Unions and the precariat: Guy Standing replies to Elizabeth Cotton
Guy Standing, 27 March 2013
For more on the challenges facing unions, see:
The editor of Public World kindly invited me to respond to Elizabeth Cotton’s criticism of my work on the precariat. Normally I do not respond to blog postings but her remarks about my alleged attitude to unions, in particular, prompted me to try to put the record straight, especially as she has reposted the piece elsewhere.
First, it may be useful to note a couple of conceptual points. In The Precariat, and in a related longer book, Work after Globalization, a crucial distinction is made between work and labour. The precariat is exploited and oppressed as much in work done outside remunerated labour as in labour. Cotton seems to mean labour when she uses the term work.
A second distinction in the books is between employment security (stable long-term contracts, protection against loss of employment) and job security (having a stable occupational niche). Cotton suggests that I define the precariat chiefly by reference to a lack of employment security (which she calls job security). She then encapsulates my argument as “precarious work = creation of a precariat”.
This is not the argument made in either book. There has always been insecure labour. The novel element is that the precariat lacks all the seven forms of labour security outlined in the books, while having distinctive relations of production and relations of distribution. It consists of denizens, lacking some or all of the rights of citizenship, and it is the first emerging class in which its modal members have qualifications greater than those they are expected to use in the jobs they are expected to perform. Those in the precariat have no occupational identity or narrative to give to their lives. Perhaps most importantly, they are essentially supplicants.
Cotton also claims I say the precariat is a “new underclass”. Yet on the first page of The Precariat, it is stated that it “is not ‘the squeezed middle’ or an ‘underclass’ or ‘the lower working class’. It has a distinctive bundle of insecurities and will have an equally distinctive set of demands.” This is elaborated through the book.
In Marxian terms, a lumpenised underclass is a drag on accumulation and does not contribute productively. By contrast, the precariat is wanted by firms and governments. And whereas the proletariat in the equivalent period of the Great Transformation was slowly habituated to a life of stable labour, the precariat is being habituated to a life of unstable labour and unstable living.
Now for the egregious assertion that “Standing grandly ‘airbrushes out’ trades unions describing them as old school labourists only interested in traditional membership.” The words “airbrush out” mean to make something disappear or to pretend it is not there. In fact, unions are discussed throughout The Precariat. There are also two long chapters, thinking through past and potential roles of trades unions, in Work after Globalization, which argue that unions must revive their guild role as protectors of occupational work. (To add a personal point, I have been working with a new type of union for many years, as indicated at the end of this response.)

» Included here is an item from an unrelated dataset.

PR #955, opened 2016-05-31
PCHR-889: Fix the search description for Job Roles regions on the Adv. Search

davialexandre:
When searching for Job Role Regions, the search values where not displayed on the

Unions are essential. In the early twentieth century, they were a powerful progressive force. But what is argued in both books is that they became trapped in labourism. Labourism was based on – how to put this? – airbrushing out all work that is not labour, and then building up so-called labour rights that privileged those in jobs compared with those doing other, unremunerated work.
In the twenty-first century, somehow labour unions must transform themselves radically if they are to relate to the insecurities, needs and aspirations of those in the precariat. I have been invited to present the books at many union meetings and have found widespread agreement with this argument, especially among younger union members and organisers (often themselves in precarious jobs).

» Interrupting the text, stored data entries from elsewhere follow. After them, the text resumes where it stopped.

PR #956, opened 2016-06-01
PCHR-1109: Add the getNumberOfWorkingDays method to the AbsencePeriod

davialexandre:
The number of Working Days is given by:
Number of days in a Period - Number of weekend days - public holidays

If a public holiday falls on a weekend, it's not counted twice.

In order to get the number of public holidays between two dates, I added the
getNumberOfPublicHolidaysForPeriod method to the PublicHoliday BAO.

### DIFF
--- a/uk.co.compucorp.civicrm.hrleaveandabsences/CRM/HRLeaveAndAbsences/BAO/AbsencePeriod.php
+++ b/uk.co.compucorp.civicrm.hrleaveandabsences/CRM/HRLeaveAndAbsences/BAO/AbsencePeriod.php
@@ -246,4 +246,42 @@ class CRM_HRLeaveAndAbsences_BAO_AbsencePeriod extends CRM_HRLeaveAndAbsences_DA
 
     return date('Y-m-d');
   }
+
+  /**
+   * Returns the number of working days for this Absence Period.
+   *
+   * The number is given by "number of ways in period" - "weekends" - "public holidays".
+   *
+   * If a public holiday falls on a weekend, we only count one day.
+   *
+   * @return int
+   */
+  public function getNumberOfWorkingDays()
+  {
+    $startDate = new DateTime($this->start_date);
+    $endDate = new DateTime($this->end_date);
+    $oneDayInterval = new DateInterval('P1D');
+
+    // DatePeriod doesn't include the end date,
+    // so we add one more day for it to be included
+    $endDate->add($oneDayInterval);
+
+    $numberOfWorkingDays = 0;
+    $period = new DatePeriod($startDate, $oneDayInterval, $endDate);
+    foreach($period as $date) {
+      $dayOfTheWeek = $date->format('N');
+      $dayIsWorkingDay = $dayOfTheWeek > 0 && $dayOfTheWeek < 6;
+      if($dayIsWorkingDay) {
+        $numberOfWorkingDays++;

But it is not “catastrophising” to say that no one should underestimate the difficulties unions face in the global, flexible market system. The example of union “success” cited by Cotton involved bargaining with a single multinational employer – collective bargaining of the traditional “labourist” kind, intended to protect the “core” workforce from being undercut by cheaper temporary workers. It does not address the multiple insecurities of the precariat.
Unions must re-orient their approach and character. Progressive politics must be based on providing everybody with two meta-needs, basic socio-economic security and equal, strong Voice, meaning a combination of individual and collective capacity to bargain with power of all sorts.
The Precariat builds on Hannah Arendt’s idea of associational freedom, and tries to take this forward in identifying the sort of associations or unions suited to the precariat and the globalising market system taking shape in the twenty-first century. Let us all respond to the challenge of the Global Transformation and the inequities of the austerity era with innovative thinking around new forms of collective action.
• Guy Standing is Professor of Development Studies at the School of Oriental and African Studies (SOAS), University of London. He was formerly Director of the Socio-Economic Security Programme of the International Labour Organisation, and Director of Labour Market Policies. He is also a founder and co-president of the Basic Income Earth Network (BIEN). His books include Global Labour Flexibility (Macmillan, 1999), Work after Globalization: Building Occupational Citizenship (Elgar, 2009), and The Precariat: The New Dangerous Class (Bloomsbury Academic, 2011). He is currently working with SEWA, the Indian union of women outworkers, on a large-scale basic income pilot scheme.